6-13-18 One in five British mammals at risk of extinction
The red squirrel, the wildcat, and the grey long-eared bat are all facing severe threats to their survival, according to new research. They are among 12 species that have been put on the first "red list" for wild mammals in Britain. The Mammal Society and Natural England study said almost one in five British mammals was at risk of extinction. Factors such as climate change, loss of habitat, use of pesticides and disease are to blame, the report said. It said the hedgehog and water vole have seen their populations decline by almost 70% over the past 20 years. However, it is good news for the otter, pine marten, polecat and badger, which have all seen their populations and geographical range spread. The report is described as the first comprehensive review of the population of British mammals for 20 years. Researchers examined more than 1.5m individual biological records of 58 species of terrestrial mammal. They looked at whether their numbers were going up or down, the extent of their range, if there were any trends, and what their future prospects were. The species have been ranked using the International Union for Conservation of Nature (IUCN) criteria, which is used to compile the global list of threatened species. A species that makes it on to the "red list" means it is called "threatened" and it faces becoming extinct within the next decade. The highest threat category is "critically endangered." Three species were given this status: the wildcat, the greater mouse-eared bat, and the black rat. The next highest threat level is "endangered". Listed here is the red squirrel, along with the beaver, water vole and grey long-eared bat. The third-highest threat category is "vulnerable". The hedgehog, the hazel dormouse, Orkney vole, serotine bat and barbastelle bat are included in this list.

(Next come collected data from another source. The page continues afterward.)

PR #71, opened 2024-10-10
feat: ensure FileBasedVariantLookup is used as a context manager

clintval:
The [`FileBasedVariantLookup`](https://prymer.readthedocs.io/en/latest/reference/prymer/api/variant_lookup.html#prymer.api.variant_lookup.FileBasedVariantLookup) opens one or more [`pysam.VariantFile`](https://pysam.readthedocs.io/en/latest/api.html#pysam.VariantFile) objects but provides no public API for [closing them](https://pysam.readthedocs.io/en/latest/api.html#pysam.VariantFile.close). The file-based lookup should have a public method for closing the file handles and should also support use as a context manager so there are safe ways to cleanup IO resources.

Closes: https://github.com/fulcrumgenomics/prymer/issues/27


.github/workflows/tests.yml
```diff
@@ -35,7 +35,6 @@ jobs:
       - name: Set up miniconda
         uses: conda-incubator/setup-miniconda@v3
         with:
-          miniforge-variant: Mambaforge
```
clintval, line 38: This is necessary now, since support has dropped fully:

https://github.com/fulcrumgenomics/prymer/issues/27

Also implemented in:

- https://github.com/fulcrumgenomics/prymer/pull/32

clintval:
@coderabbitai full review

prymer/api/variant_lookup.py
```diff
@@ -353,6 +365,20 @@ def _query(self, refname: str, start: int, end: int) -> list[SimpleVariant]:
             simple_variants.extend(self.to_variants(variants, source_vcf=path))
         return sorted(simple_variants, key=lambda x: x.pos)
 
+    def close(self) -> None:
+        """Close the underlying VCF file handles."""
+        for handle in self._readers:
+            handle.close()
```
tfenne, line 371: I think that ideally the `close()` method would be defined in the ABC `VariantLookup` perhaps with a default no-op implementation.  That way it would still be callable directly by users without having to know which sub-class they are dealing with.

tfenne: And actually ... perhaps the addition of `AbstractContextManager` belongs there too, so both can be used as context managers (even though the in memory one doesn't _need_ to be)?

clintval: I try not to muddy a base class with implementations that the inherited classes don't need since that also can introduce user confusion: "_do I need to `close()` my in-memory variant lookup?_".

How should we recommend users interact with these objects?

The "alternative constructors" [`cached`](https://prymer.readthedocs.io/en/latest/reference/prymer/index.html#prymer.api.cached) and [`disk_based`](https://prymer.readthedocs.io/en/latest/reference/prymer/index.html#prymer.api.disk_based), which I think we are recommending people use, both have specific return types instead of the generic `VariantLookup`. So the user will always know if they are dealing with a pure variant lookup vs one that is file-based, deals with filesystem IO, and needs to be cleaned up.

But if we go with what's being developed here:

- https://github.com/fulcrumgenomics/prymer/pull/62/files#diff-05b5d47908e2c1c869d9e117f92fe667ca3ab1a2c25fa8839b8e94275071c710R253-R275

Then I do think we'll need to provide a generic `close()` since only a `VariantLookup` will be returned from the "alternate constructor".

clintval: I can wait to address this PR until #62 is finished and merged...

tfenne: My 2c is that ideally the two concrete classes become _private_ classes either as part of #62 or shortly thereafter, and users (including `primer3.py`) only ever construct them through `VariantLookup.build()`.  Hence the request to make `VariantLookup` the context manager with the `close()` method.

clintval: Ok! I've made the change in anticipation of that API break.

msto: Just a quick 2c - private classes really don't make sense in Python. `build` can be typed as returning `VariantLookup`, but the object the user receives will be one of the concrete classes. 

e.g. 

```py
In [4]: from abc import ABC
   ...:
   ...: class VariantLookup(ABC):
   ...:     pass
   ...:
   ...:     @classmethod
   ...:     def build(cls, cached: bool) -> "VariantLookup":
   ...:         if cached:
   ...:             return InMemoryLookup()
   ...:         else:
   ...:             return FileBasedLookup()
   ...:
   ...:
   ...: class FileBasedLookup(VariantLookup):
   ...:     pass
   ...:
   ...: class InMemoryLookup(VariantLookup):
   ...:     pass
   ...:

In [5]: lookup = VariantLookup.build(cached=False)

In [6]: type(lookup)
Out[6]: __main__.FileBasedLookup

In [7]: lookup = VariantLookup.build(cached=True)

In [8]: type(lookup)
Out[8]: __main__.InMemoryLookup
```

If you really want to hide the implementation details then the cached and disk-based logic needs to be contained within the `VariantLookup` class (which should then not be abstract)

msto: FWIW, as I type this I am thinking of two other points in favor of abandoning the current ABC pattern and abstracting this logic within `VariantLookup`

1. I would find it confusing to receive an undocumented/"private" class as proposed. 
2. It's also rather unpythonic to require construction through a custom classmethod and prevent construction through `__init__` - I would expect `VariantLookup(...)` to be able to construct the object I need

msto: A minimal change might look something like the following (truncated for brevity and clarity):

```
class VariantLookup:
    def __init__(...):
        ...
        if cached:
            self._lookup = InMemoryLookup()
        else:
            self._lookup = DiskBasedLookup()
            
    def query(...):
        return self._lookup.query(...)

class InMemoryLookup:
    ...

class DiskBasedLookup:
    ...
```

Mostly similar, but the different lookups are never exposed to the user.

You could have a private ABC, e.g. `_VariantLookup`, which both could subclass, if you wanted to maintain that class hierarchy

clintval: @msto I'd prefer that approach over what is developing in #62.

Already, I'm not a fan of adding methods to an abstract superclass that are non-sensical for some of the concrete implementations.

I don't know if we need a fancy solution. I'm also OK with having two concrete implementations that conform to a very simple "protocol" or abstract base class such that the user will pick the one they need based on the data they have on hand. Making a common entrypoint/constructor may feel convenient now, but as codebases tend to grow, so does the complexity of the primary entrypoint/constructor and you can end up in situations where you want to add parameters that are specific to one of the concrete implementations but not the others. Not saying that will happen here, but can happen in the same way that this PR evolved to attach methods on an ABC that one of the children simply doesn't need.

I have no skin in the game on this particular API design decision, and we could move the discussion to #62 or the GitHub issue that motivated it. I'm only here hoping to solve the IO cleanup issue so that I stop experiencing OS issues due to too many filehandles left unopened when tests are interrupted 😅.

msto (approved):

prymer/api/variant_lookup.py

6-13-18 Britain’s hedgehog population has fallen 66 per cent in 20 years
Britain only has 58 wild mammal species to start with, and many have declined sharply in number since 1995 – with hedgehogs suffering a particularly severe fall. They may be the UK’s favourite mammals, but hedgehog numbers in Britain have fallen by 66 per cent in just two decades. The UK Mammal Society and Natural England have conducted the most comprehensive census of native British mammal populations since 1995. The study found that the estimated number of common hedgehogs in Britain has plunged by two-thirds since 1995 to 522,000. “This is one of the largest losses we saw,” says co-author John Gurnell of Queen Mary, University of London. The British hedgehog population should now be considered “vulnerable”, the report says. Gurnell says a doubling in the badger population over the same period may have contributed, as they eat hedgehogs and compete for the same insect food. However, hedgehog numbers also dropped in areas without badgers. Other factors include the loss of hedgehogs’ favoured agricultural habitats, such as hedgerows and the margins of fields, due to more intensive farming. They are also exposed to pesticides in the insects they eat, and rodenticides targeted at rats. “They seem to be doing better in urban areas,” says Gurnell. For five years he has studied the only remaining population of hedgehogs in central London, in Regents Park. Hedgehogs thrive in untidier gardens, with holes in fences allowing them through to neighbouring plots and woodland. They struggle in clinically-manicured gardens with impassable fences and walls. Many also die crossing roads.